▼
PR #624, opened 2025-03-07
fix(select): use toggleSelect to prevent duplicate values

### LINKED ISSUE #645: Select: Multi Select - Cannot deselect a option and can reselect same option multiple times

Behavior can be replicated in the documentation example of the multi-select.

https://www.spartan.ng/components/select

select

### Description

When using the multi-select you cannot deselect an option that is already selected. You can also click the same option multiple times and it will add it as selected.

Steps to reproduce;

1. Use a multi-select
2. Select a value
3. Click the same value to deselect it
4. Actual Outcome: Value is added again as selected rather than deselected.
5. Expected Outcome: Value should be deselected.

As for the same value being selected multiple times, a check should be added to check if an item is already selected before adding it as selected. This case won't be as obvious when the select/deselect issue is fixed, but it would be possible when interacting with the form control programmatically in the real world.

```true

```

### Other information

_No response_

- [ ] Yes
- [x] No

yackinn:
## PR Checklist

## PR Type

- [x] Bugfix
- [ ] Feature
- [ ] Build related changes
- [ ] CI related changes

- [ ] accordion
- [ ] alert
- [ ] alert-dialog
- [ ] aspect-ratio
- [ ] avatar
- [ ] badge
- [ ] button
- [ ] calendar
- [ ] card
- [ ] checkbox
- [ ] collapsible
- [ ] combobox
- [ ] command
- [ ] context-menu
- [ ] data-table
- [ ] date-picker
- [ ] dialog
- [ ] dropdown-menu
- [ ] hover-card
- [ ] icon
- [ ] input
- [ ] label
- [ ] menubar
- [ ] navigation-menu
- [ ] pagination
- [ ] popover
- [ ] progress
- [ ] radio-group
- [ ] scroll-area
- [x] select
- [ ] separator
- [ ] sheet
- [ ] skeleton
- [ ] slider
- [ ] sonner
- [ ] spinner
- [ ] switch
- [ ] table
- [ ] tabs
- [ ] textarea
- [ ] toast
- [ ] toggle
- [ ] tooltip
- [ ] typography

**Multilple=false:**
If you click an already checked option nothing happens except for closing the dropdown. The option value will still be the selected value.

**Multiple=true:**
If you click an already checked option it will add the same value again to the select values again and again.

## What is the new behavior?
**Multilple=false:**
If you click an already checked option it will uncheck the option and close the dropdown.

**Multiple=true:**
If you click an already checked option it will remove the value from the selection and it will keep the dropdown opened.

- [ ] Yes
- [x] No

## Other information
- I don't think a documentation update or test update is required, but let me know if you think otherwise.
- The calendar e2e tests are failing

Closes #645

### DIFF
--- a/libs/brain/select/src/lib/brn-select-option.directive.ts
+++ b/libs/brain/select/src/lib/brn-select-option.directive.ts
@@ -48,7 +48,7 @@ export class BrnSelectOptionDirective<T> implements Highlightable {
 			return;
 		}
 
-		this._select.selectOption(this.value());
+		this._select.toggleSelect(this.value());
 	}
 
 	/** Get the label for this element which is required by the FocusableOption interface. */


ashley-hunter:
Thank you! You are absolutely correct there is an issue in multi select, the value should not get repeated, toggling makes more sense.

I don't think however that single select should toggle on selection, if we take a look at [ShadCN](https://ui.shadcn.com/docs/components/select) or [Angular Material](https://material.angular.io/components/select/examples) or the native html select, none of them toggle on single select, so I think this update should only affect multiple selects.

A test case to cover the multi select toggle behaviour would be nice so we have it covered. The bug slipped through the tests before because none of the existing tests covered it.

Any questions or issues just reach out, thanks!

goetzrobin:
@yackinn please let us know if you need any assistance for this

yackinn:
@goetzrobin Will do once I find some time to get into it. Thank you.

ashley-hunter:
Thank you. I'm going to close this PR in favour of #646 which fixes the same issue.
▲
Problem statement →
From the listing above, count every line where the word "changes" occurs; the answer is that number and nothing else.

Answer below →
2